I know for a fact that numbers 1 and 2 will be at my in-laws' Thanksgiving table...my husband's oldest aunt just left her third husband for a man that she had been cheating with for a long time...and she's bringing him to meet the fam. Her and my husband's youngest aunt (they're sisters) have had a feud going for like, six years to begin with. I'm thinking about just pretending to be sick and staying home so I don't have to hear the snarky comments.
The only problem is that my MIL is a relentless know it all and I'm a non confrontational pushover. I smile and nod and walk away, she walks after you and won't let it go until everyone agrees with her.
I will not be going to MY family's for the holiday. I will be spending it with mil, sil and df. thank god they understand everything I have been though. recent miscarriages and stuff..cause I can promise if I went to my family's I would throw a punch at my cousins. So as long as we dont talk babies and what not.. I am good to go.

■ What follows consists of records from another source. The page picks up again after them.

PR #24991, opened 2023-12-25
[new release] riot (0.0.7)

leostera:

## 0.0.7

* Introduce IO module with low-level IO operations such as performing direct
  vectorized (or regular) reads/writes. New operations include:
  * `read`, `write`
  * `single_read`, `single_write` (vectorized)
  * `await_readable`, `await_writeable`, `await`
  * `write_all`
  * `copy` and `copy_buffered`

* Introduce Buffer module with support for converting from and to CStruct and
  String, including position tracking.

* Introduce Read/Reader interface for creating buffered and unbuffered readers
  of arbitrary sources.

* Introduce Write/Writer interfaces for creating unbuffered writers into
  arbitrary destinations/sinks.

* Introduce File module with Reader and Writer implementations

* Implment Reader and Writer interfaces for Net.Socket

* Dropped dependency on Bigstringaf and moved to Cstruct

* Fix max number of domains to always be under the recommended domain count

* Fix issue with tests where the runtime idled after the main would die. Now
  the main process finishing with an exception is considered reason enough to
  shutdown the system.

* Refactor tests to always output `test_name: OK` when everything is fine and
  all modules to end in `_test`.

* Add several IO tests.

## 0.0.6 (included since we didn't publish 0.0.6)

* Redo packaging to expose a single public library: `riot`
* Fix issue with schedulers busy-waiting
* Introduce separate IO Schedulers for polling
* Switch to `poll` to support kqueue on macOS
* Reuse read-buffers on Io.read loops
* Broaden IO socket types to file descriptors
* Improved polling with shorter poll timeouts and safety checks
* Add `Dashmap.iter` to iterate over a collection
* Add `net_test` with an echo tcp server/client
* Fix bugs with syscall suspension that was introduced with reduction counting

### DIFF
--- a/packages/riot/riot.0.0.7/opam
+++ b/packages/riot/riot.0.0.7/opam
@@ -1,0 +1,45 @@
+opam-version: "2.0"
+synopsis: "An actor-model multi-core scheduler for OCaml 5"
+description:
+  "Riot is an actor-model multi-core scheduler for OCaml 5. It brings Erlang-style concurrency to the language, where lighweight process communicate via message passing"
+maintainer: ["Leandro Ostera <leandro@abstractmachines.dev>"]
+authors: ["Leandro Ostera <leandro@abstractmachines.dev>"]
+license: "MIT"
+tags: ["multicore" "erlang" "actor" "message-passing" "processes"]
+homepage: "https://github.com/leostera/riot"
+bug-reports: "https://github.com/leostera/riot/issues"
+depends: [
+  "cstruct" {>= "6.2.0"}
+  "mdx" {with-test & >= "2.3.1"}
+  "ocaml" {>= "5.1"}
+  "odoc" {with-doc & >= "2.2.2"}
+  "poll" {>= "0.3.1"}
+  "ptime" {>= "1.1.0"}
+  "telemetry" {>= "0.0.1"}
+  "uri" {>= "4.4.0"}
+  "dune" {>= "3.11"}
+]
+build: [
+  ["dune" "subst"] {dev}
+  [
+    "dune"
+    "build"
+    "-p"
+    name
+    "-j"
+    jobs
+    "@install"
+    "@runtest" {with-test}
+    "@doc" {with-doc}
+  ]
+]
+dev-repo: "git+https://github.com/leostera/riot.git"
+url {
+  src:
+    "https://github.com/leostera/riot/releases/download/0.0.7/riot-0.0.7.tbz"
+  checksum: [
+    "sha256=b7e3cc061e2b6578bcd9d5258efde72f3657e68d626a005b43d15f1a7aff769e"
+    "sha512=00dcd34cce21058137cca15229a81e0e2c898f9877f22db6903288c8f757847a65965cfe791f84fe251df342f90e7e4aefe04f2fbb6ba282ad45b1a3b979e6cf"
+  ]
+}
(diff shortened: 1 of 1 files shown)


leostera:
@mseri so this time the test that seem to consistently fail are some of the I/O heavy ones:

* run a TCP client/server
* resolve domain names
* create large buffers (~1gb string) and flush it to disk

What constraints am I working with here? 🤔

mseri:
I donk’t know the bounds on the ci, but given the amount if time the tests run, I would separate the tests into normal tests and heavy tests. I would definitely avoid running on the CI the ones writing on the disk.

Keep also in mind that some sandboxes, e.g. mac, are more restrictive in the use of network in the tests (the tests are run via `opam install -t riot` and so will run in the sandbox).

We can also disable the tests and call it a day but in general I think it is worth running tests in the opam repo ci, I think the extra checks do pay off on the long run

mseri:
Test on macos are failing ebcause the sandbox is quite restrictive on mac and they are not allowed to bind.
```
#=== ERROR while compiling riot.0.0.7 =========================================#
# context              2.2.0~alpha4~dev | linux/x86_64 | ocaml-base-compiler.5.1.1 | pinned(https://github.com/leostera/riot/releases/download/0.0.7/riot-0.0.7.tbz)
# path                 ~/.opam/5.1/.opam-switch/build/riot.0.0.7
# command              ~/.opam/opam-init/hooks/sandbox.sh build dune build -p riot -j 71 @install @runtest
# exit-code            1
# env-file             ~/.opam/log/riot-7-60183c.env
# output-file          ~/.opam/log/riot-7-60183c.out
### output ###
# (cd _build/default/test && ./selective_receive_test.exe)
# 19:54:56.27854Z[info] selective_receive: OK
# (cd _build/default/test && ./add_monitor_test.exe)
# 19:54:56.26206Z[info] add_monitor: OK
# File "test/dune", line 56, characters 7-24:
# 56 |  (name net_addr_uri_test)
#             ^^^^^^^^^^^^^^^^^
# (cd _build/default/test && ./net_addr_uri_test.exe)
# 2023-12-26 19:54:56.39695Z ERROR [thread=0] Process <0.1.0> died with unhandled exception Invalid_argument("option is None"):
# Raised at Stdlib.invalid_arg in file "stdlib.ml", line 30, characters 20-45
# Called from Stdlib__Option.get in file "option.ml" (inlined), line 21, characters 41-69
# Called from Dune__exe__Net_addr_uri_test.main in file "test/net_addr_uri_test.ml", line 6, characters 13-77
# Called from Runtime__Import._spawn.(fun) in file "riot/runtime/import.ml", line 92, characters 10-15
# 
# (cd _build/default/test && ./net_reader_writer_test.exe)
# 19:54:56.69135Z[info] net_reader_writer_test: OK
# File "test/dune", line 66, characters 7-15:
# 66 |  (name net_test)
#             ^^^^^^^^
# (cd _build/default/test && ./net_test.exe)
# 19:54:56.83514Z[error] client unix error Connection reset by peer
# 19:54:56.83530Z[error] net_test: bad payload: "empty paylaod"
```
This other failure seems more common

leostera:
Okay I think it may make sense to split up our tests then, I'll put all the I/O heavy ones in a separate tests package that we won't publish.

mseri:
The issue on freebsd is independent of this, thanks!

Well here goes. MY BIL and my DH went into business with each other several years ago. My BIL often took money from my DH over the years of their business partnership. We had to declare bankruptcy and start over with everything. Over the years I have tried my very best to turn the other cheek toward his brother on holidays. I always invite him to dinner no matter how bad I feel about him and the damage he caused my kids. I would say anytime the topic of their past business venture comes up I cringe. So I would not discuss anything to do with mixing business and family.. The weather is usually a sufficient topic.